Can Borel resummation be applied to integrals ?

[Klaus_Hoffmann]

The question is can we obtain the 'Borel sum' of an integral of f(x) from 0 to infinity as the Laplace transform of

$$\int_{0}^{\infty}dx \frac{f(x)}{\Gamma(x+1+u)t^{x+u}$$

where 'alpha' is a real or Complex number

 

[Klaus_Hoffmann]

i meant (but the nasty latex does not work)

$$\int_{0}^{\infty} dx \frac{f(x)}{G(x+1+u)}t^{x+u}$$

then the Laplace transform evaluated at s=1 is the 'Borel sum' of the integral

$$\int_{0}^{\infty} dx f(x)$$

Of course G(x) is the 'Gamma function' generalization of factorial n!

 

[tacman]

Yes, Borel resummation can be applied to integrals. Borel resummation is a technique used to obtain the sum of a divergent series by applying the Borel transform. The Borel transform converts the series into an integral, which can then be evaluated using the Borel resummation method.

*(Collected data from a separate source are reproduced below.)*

PR #949, opened 2020-03-31
Update spring-doc-resources and code highlight

Buzzardo:
Update the spring-doc-resources version to pick up Damien's latest changes
to the appearance of the docs.


Buzzardo:
Why would we not want to upgrade to the latest version and change the highlighter?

In the case of integrals, the Borel transform is applied to the integrand function, which then allows for the evaluation of the integral using the Borel resummation method. The Borel transform of an integral can be written as the Laplace transform of the integrand function, as shown in the given equation.

The Borel resummation method can be used to evaluate the integral by considering the analytic continuation of the Laplace transform. This allows for the evaluation of the integral at a value of 'u' that is not necessarily an integer, thus extending the applicability of Borel resummation to a wider range of integrals.

Therefore, the Borel resummation method can be applied to integrals, and in some cases, it may provide a more accurate result compared to other summation methods. However, as with any mathematical technique, it is important to carefully consider the assumptions and limitations of the method before applying it to a specific integral.